PR #2916, opened 2024-03-28
Add custom context menu for diagnostics

parlough:
A potential solution for https://github.com/dart-lang/dart-pad/issues/2877 that surfaces a custom context menu when right clicking a diagnostic message, allowing developers to copy the error message or view the full documentation.

It might make sense to copy a more complete message than just the issue, similar to what `dart analyze` outputs, so let me know what you think is most useful :) 

Diagnostic message context menu

Closes https://github.com/dart-lang/dart-pad/issues/2877

### DIFF
--- a/pkgs/sketch_pad/lib/problems.dart
+++ b/pkgs/sketch_pad/lib/problems.dart
@@ -5,8 +5,11 @@
 import 'dart:math' as math;
 
 import 'package:dartpad_shared/model.dart';
+import 'package:flutter/foundation.dart';
 import 'package:flutter/material.dart';
+import 'package:flutter/services.dart';
 import 'package:provider/provider.dart';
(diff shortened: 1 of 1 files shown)


devoncarew (approved):
Looks good!

Happy for this PR to land as is, but here's a potential tweak. On hover, we could make two action buttons visible on the right hand side; one an info or external link icon, and one a copy icon. I think this solution would have improved discoverability.

parlough:
> On hover, we could make two action buttons visible on the right hand side; one an info or external link icon, and one a copy icon.

I like that idea, and it likely provides a better keyboard-only experience too! I worried the UI would get crowded, but only showing up on hover/focus seems like a good way to manage that. I'll land this for now as implementing that will require some more UI considerations, but I opened https://github.com/dart-lang/dart-pad/issues/2925 to explore it.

● Task item
Where does the word "this" show up in the material? Copy out each line that has it.

● Solution below
Happy for this PR to land as is, but here's a potential tweak. On hover, we could make two action buttons visible on the right hand side; one an info or external link icon, and one a copy icon. I think this solution would have improved discoverability.
I like that idea, and it likely provides a better keyboard-only experience too! I worried the UI would get crowded, but only showing up on hover/focus seems like a good way to manage that. I'll land this for now as implementing that will require some more UI considerations, but I opened https://github.com/dart-lang/dart-pad/issues/2925 to explore it.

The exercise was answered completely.